Other Recent Corporate Highlights
RLY-4008, a potent, selective and oral small molecule inhibitor of FGFR2, remains on track to report initial safety, tolerability and pharmacokinetics data across multiple dose levels before the end of 2021. Most patients to be reported on will be FGFR2 altered cholangiocarcinoma (CCA) patients with prior exposure to pan-FGFR inhibitor therapies. The disclosure will also include preliminary efficacy data focusing on FGFR2 fusion CCA pan-FGFR treatment naïve patients.
In July 2021, Genentech initiated the cohort of RLY-1971/GDC-1971, an inhibitor of SHP2, in combination with GDC-6036, an inhibitor of KRAS G12C, in a Phase 1b trial.
Second Quarter 2021 Financial Results
Cash, Cash Equivalents and Investments: As of June 30, 2021, cash, cash equivalents and investments totaled approximately $671.2 million, compared to $678.1 million as of December 31, 2020. The change in cash reflects the receipt of Genentech’s $75 million upfront payment in the first quarter, partially offset by $25.1 million in net cash paid for the acquisition of ZebiAI and cash used to fund our operations.

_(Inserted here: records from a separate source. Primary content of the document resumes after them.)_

PR #169, opened 2021-08-12
Add new parallel comparison strategy

tsaglam:
Enables the parallel submission comparison (except base code comparisons). Currently produces different percentages than the normal strategy, but seems the performance seems promising (S=~2.3, E=~0.29 on an i7-10510U).
Since the GST algorithm writes directly into the submissions and their tokens, a submission cannot be used for two comparisons at the same time. Thus, locks on submissions are used to compare all submission tuples in parallel in a non-blocking manner.

The default comparison mode is currently the sequential one, however, the parallel one can be used with the CLI parameter `-c parallel` or via the JPlag options.


tsaglam:
Copying the tokens has a high overhead. We should avoid that and instead make sure to not touch a submission by two threads concurrently.

tsaglam:
With this recent version, we no longer copy tokens. This current implementation uses locks on submissions to compare all submission tuples in parallel in a non-blocking manner.

jplag/src/main/java/jplag/CLI.java
```diff
@@ -71,11 +69,11 @@ public CLI() {
         parser.addArgument("-t").help("Tune the sensitivity of the comparison. A smaller <n> increases the sensitivity");
         parser.addArgument("-m").setDefault(0f).help("Match similarity Threshold [0-100]: All matches above this threshold will be saved");
         parser.addArgument("-r").setDefault("result").help("Name of directory in which the comparison results will be stored");
+        parser.addArgument("-c").choices(ComparisonMode.allNames()).setDefault(NORMAL.getName()).help("Comparison mode used to compare the programs");
```
sebinside, line 72: Please also update the readme.md

jplag/src/main/java/jplag/CLI.java
```diff
@@ -111,6 +108,8 @@ public JPlagOptions buildOptionsFromArguments(Namespace namespace) {
         options.setSubdirectoryName(namespace.getString("S"));
         options.setFileSuffixes(fileSuffixes);
         options.setExclusionFileName(namespace.getString("x"));
+        ComparisonMode.fromName(namespace.getString("c")).ifPresentOrElse(it -> options.setComparisonMode(it),
```
sebinside, line 111: Does this print the line every time one does not use the flag? Because this is probably a little bit verbose

sebinside (changes requested):
Did not find anything critical from quickly looking over the code.

However, you should probably use volume testing to test this against the sequential comparsion.

jplag/src/main/java/jplag/CLI.java
tsaglam: `Unknown comparison mode, using default` is only printed when explicitly using `-c x` with x ∉{normal, parallel}.

PR #174, opened 2021-08-12
Volume testing

sebinside:
Reads volume testing data and a csv file and verifies that
* the same number of matches are available
* the same submissions have been compared
* the comparison results only differ by 0.1%


tsaglam (approved):
Finally, we can properly test our changes! 👍

PR #230, opened 2021-11-21
Fixes and some refactoring

Alberth289346:
Commits are independent changes (they can be read individually), although they may touch changes made in previous commits.

8deaf13bbd371193c174eb63073f78179c098961 is an extension of 5549b7b where submissions with insufficient tokens were removed. This however also happens when the parse fails, the `parse` function removes the tokens.

My system doesn't have java 14. Java 16 kills the build (maven crashes and I have no other maven version), so I used Java 11, and lowered the required Java version in the parent pom. The `NewJavaFeaturesTest.java` test failed (0 submissions due to parse errors in the input). This may be a follow-up error for not having Java 14. I deleted the source code of that test, and then maven works.

_maintainer edit: Resolves #227_

### DIFF
--- a/jplag/src/main/java/de/jplag/JPlagComparison.java
+++ b/jplag/src/main/java/de/jplag/JPlagComparison.java
@@ -159,6 +159,24 @@ public class JPlagComparison implements Comparator<JPlagComparison> { // FIXME T
     }
 
     /**
+     * @param getFirst Whether to return the first submission,
+     *      else return the second submission.
+     * @return The requested submission.
+     */
+    public Submission getSubmission(boolean getFirst) {
+        return getFirst ? firstSubmission : secondSubmission;
+    }
+
+    /**
+     * @param getFirst Whether to return the first basecode matches,
+     *      else return the second basecode matches.
+     * @return The requested basecode matches.
+     */
+    public JPlagComparison getBaseCodeMatches(boolean getFirst) {
+        return getFirst ? firstBaseCodeMatches : secondBaseCodeMatches;
+    }
+
+    /**
      * @return Maximum similarity in percent of both submissions.
      */
     public final float maximalSimilarity() {
--- a/jplag/src/main/java/de/jplag/JPlagComparison.java
+++ b/jplag/src/main/java/de/jplag/JPlagComparison.java
@@ -4,7 +4,9 @@ import java.util.ArrayList;
 import java.util.Arrays;
 import java.util.Collections;
 import java.util.Comparator;
+import java.util.LinkedHashSet;
 import java.util.List;
+import java.util.Set;
 import java.util.stream.IntStream;
 
 /**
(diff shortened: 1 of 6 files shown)


Alberth289346:
4e32176 is broken, will add a patch

tsaglam:
> The `NewJavaFeaturesTest.java` test failed (0 submissions due to parse errors in the input). This may be a follow-up error for not having Java 14. I deleted the source code of that test, and then maven works.

Yes, that is due to the Java version. As the Java 9+ frontend uses JavaC (`javax.tools.javacompiler`) to allow usage for Java code > Java 9, it now depends on the version you compile it with. Basically, if you compile JPlag with Java 14 the corresponding version of JavaC is used and thus Java features of a Java 14 are supported.

Alberth289346:
After a night of sleep I found 2 follow-up points

- `iter.remove()` while parsing/checking submissions feels like the wrong approach. It's slow to remove in a long arraylist, and more importantly it messes in the job that `filterValidSubmissions()` should do. I think this needs a decision where invalid submissions are removed. For paranoia checking, it might be useful to check further down the line that only valid submissions exist.
- `JPlagComparison` overrides `Object.equals` but doesn't define `Object.hashCode`. This is dangerous since `hashCode` is expected to return equals values for equal instances. A proper hashing function should be added, `equals` should not be overridden, or (as a hack) `hashCode` should crash the program so it's known not to give invalid results.

jplag/src/main/java/de/jplag/JPlagComparison.java
```diff
@@ -74,37 +76,19 @@ public boolean equals(Object other) {
...
-                }
-            }
-            res[count++] = tokenList.getToken(starti).file;
+        /*
+         * Collect the file names of the first token of each match.
+         */
+        Set<String> collectedFiles = new LinkedHashSet<>();
+        for (Match match: matches) {
+            collectedFiles.add(tokenList.getToken(match.getStart(j == 0)).file);
         }
```
tsaglam, line 86: This is quite an improvement code-style-wise. Just to have some sort of sanity test I will write a quick unit test to ensure identical functionality.

tsaglam (changes requested):
Besides a minor thing, this looks great. Thanks for the improvements!

tsaglam:
>     * `iter.remove()` while parsing/checking submissions feels like the wrong approach. It's slow to remove in a long arraylist, and more importantly it messes in the job that `filterValidSubmissions()` should do. I think this needs a decision where invalid submissions are removed. For paranoia checking, it might be useful to check further down the line that only valid submissions exist.

Ah, I just saw this comment after the review.  See the comment I made in the review. In future, we can try relying only on the filter submission method. 

>     * `JPlagComparison` overrides `Object.equals` but doesn't define `Object.hashCode`. This is dangerous since `hashCode` is expected to return equals values for equal instances. A proper hashing function should be added, `equals` should not be overridden, or (as a hack) `hashCode` should crash the program so it's known not to give invalid results.

Yes, I am aware, this is something that needs change but this is also a change that should be properly verified as it has potential to have some side effects.

jplag/src/main/java/de/jplag/JPlagComparison.java
tsaglam: Works as expected!

Alberth289346:
Fixed by interactive rebase:

Removed `8deaf13 Remove sumbissions with parse errors due to having invalid length (token of submission < min token match)` entirely, since that patch added the `iter.remove` and merged the `if`s (and nothing else).

Merged `4e32176 Simplify extracting a file list from a comparison.` and `Fix 4e32176` since the former removal would destroy any meaning of the hash number.

jplag/src/main/java/de/jplag/JPlagComparison.java
Alberth289346: I ran a test by checking lengths of both results before deleting the old `count` computation, should perhaps have added that.

tsaglam (approved):

PR #231, opened 2021-11-21
SubmissionCollection moves

Alberth289346:
Introducing a `SubmissionCollection` and moving common part of submission parsing to `Submission`.

This is stacked on top of #230 but much bigger, and it may need some tweaking or discussing before it's good. Don't merge before #230 I'd say.

As explained in #230, I am having a fight with Java versions and maven.

I didn't do testing beyond running maven that includes some tests.

### DIFF
--- a/jplag/src/main/java/de/jplag/JPlag.java
+++ b/jplag/src/main/java/de/jplag/JPlag.java
@@ -14,6 +14,7 @@ import java.util.Arrays;
 import java.util.HashSet;
 import java.util.Iterator;
 import java.util.List;
+import java.util.Optional;
 import java.util.stream.Collectors;
 
 import de.jplag.options.JPlagOptions;
@@ -29,7 +30,6 @@ import de.jplag.strategy.ParallelComparisonStrategy;
 public class JPlag implements Program {
 
     // INPUT:
-    private Submission baseCodeSubmission = null;
     private HashSet<String> excludedFileNames = null; // Set of file names to be excluded in comparison.
     private Language language;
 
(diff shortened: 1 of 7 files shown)


Alberth289346:
Apparently it throws #230 and this patch onto one heap of changes, making the changes unreadable :(  
Don't know how to fix other than wait until #230 is merged,

Marked it as draft to avoid accidental merge, however if you're happy with the changes, feel free to convert it back to ready.

tsaglam:
Maybe you can update the PR, now that #230 is merged.
Also, note that I turned the our discussion regarding submission filtering into issue #232, which might be also relevant for this PR.

Alberth289346:
New version, less involved than the previous try.

I contemplated whether to move the `JPlag` parsing code into `SubmissionSet`, but that likely isn't going to be very useful with all the links back to the `Program` interface of the `JPlag` class.

tsaglam:
> I contemplated whether to move the `JPlag` parsing code into `SubmissionSet`, but that likely isn't going to be very useful with all the links back to the `Program` interface of the `JPlag` class.

I like the changes in this PR. I checked out this branch and I think I found a way to reasonably move most of the parsing code into the submission set (basically separating the error reporting capabilities defined by `Program` into an own class). I will try to fully implement that on top of your changes and then we can maybe discuss them here.

Alberth289346:
WIP: https://github.com/Alberth289346/jplag/compare/subm-collection-moves...Alberth289346:frutsel-program?expand=1

I had a go too, created a new `ProgramProxy`, acting as Program for the language parsers, then started hacking the `implements Program` out of `JPlag`. Also pulled `Language language` out of options as I didn't see much need for it there, but report now dies :)

tsaglam:
> I had a go too, created a new `ProgramProxy`, acting as Program for the language parsers, then started hacking the `implements Program` out of `JPlag`. Also pulled `Language language` out of options as I didn't see much need for it there, but report now dies :p

I also removed the error collecting from the program and changed the language frontend dependencies to no longer reference the main class. However, I think it is better to leave the language in the options, due to other features that are currently worked at. Maybe you can take a look at #234, if it is okay with you I would go ahead with that approach (so first merge #231 and then #234).

PR #234, opened 2021-11-24
De-tangle main class to separate concerns.

### LINKED ISSUE #232: Streamline submission filtering and submission error handling
Currently, there are multiple ways how submissions are excluded. Some are removed during iterating while parsing (see `JPlag.parseSubmissions()`), while others are marked as erroneous and then later filtered in a later step. We should streamline this process.
As pointed out by @Alberth289346 in #230:

> `iter.remove()` while parsing/checking submissions feels like the wrong approach. It's slow to remove in a long arraylist, and more importantly, it messes in the job that `filterValidSubmissions()` should do. I think this needs a decision where invalid submissions are removed. For paranoia checking, it might be useful to check further down the line that only valid submissions exist.

In my opinion, submissions should be marked as erroneous and maybe even given the information why they are erroneous. Then, they should be filtered later on. If we introduce a submission set (i.e. with #231), this could be done in there resulting in two methods: `getValidSubmissions()` and `getInvalidSubmissions()`. The latter is also useful for the new report generation, as the current `JPlagResult` does not expose which submissions were not used for comparison.

tsaglam:
Depends on #231 and should be merged after it!
Separates the different concerns of the main class `JPlag`:

- The error collecting capabilities defined by `Program` (now called `ErrorConsumer`) are moved into the new class `ErrorCollector`
- The submission parsing is mostly moved into the `SubmissionSet` (thus depending on #231)
- The submission reading is moved into a dedicated class called `SubmissionSetBuilder`
- The language frontends no longer need to hold a dependency on the `JPlag` class
- Other classes also no longer have a reference on the `JPlag` class
- Resolves #232 by ensuring proper filtering without removal during iteration and keeping invalid submissions for the report

### DIFF
--- a/jplag.frontend-utils/src/main/java/de/jplag/AbstractParser.java
+++ b/jplag.frontend-utils/src/main/java/de/jplag/AbstractParser.java
@@ -5,7 +5,7 @@ package de.jplag;
  * @date 22.01.2005
  */
 public abstract class AbstractParser { // TODO TS: We should rename this class, as all concrete parsers shadow its name.
-    protected Program program;
+    protected ErrorReporting program;
     protected int errors = 0;
     private int errorsSum = 0;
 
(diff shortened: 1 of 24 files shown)


Alberth289346 (approved):
Looks great!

The Company expects its current cash and cash equivalents will be sufficient to fund its current operating plan into 2024.
R&D Expenses: Research and development expenses were $180.0 million for the second quarter of 2021, as compared to $21.7 million for the second quarter of 2020. $134.9 million was due to the acquisition of ZebiAI in April 2021. The additional increase of $23.5 million was primarily due to $12.3 million of additional employee related costs, including an increase in stock-based compensation of $8.2 million, $7.3 million related to our pre-clinical candidates and $2.5 million related to increased clinical trial expenses associated with RLY-1971 and RLY-4008.
G&A Expenses: General and administrative expenses were $14.4 million for the second quarter of 2021, as compared to $6.1 million for the second quarter of 2020. The increase of $8.4 million was primarily due to $5.8 million of increased personnel costs, including increased stock-based compensation of $3.9 million, to support our infrastructure and $2.6 million related to increases in other general and administrative expenses primarily attributed to an increase in insurance expense.
Net Loss: Net loss was $193.4 million for the second quarter of 2021, or a net loss per share of $2.10, as compared to a net loss of $26.7 million for the second quarter of 2020, or a net loss per share of $6.06.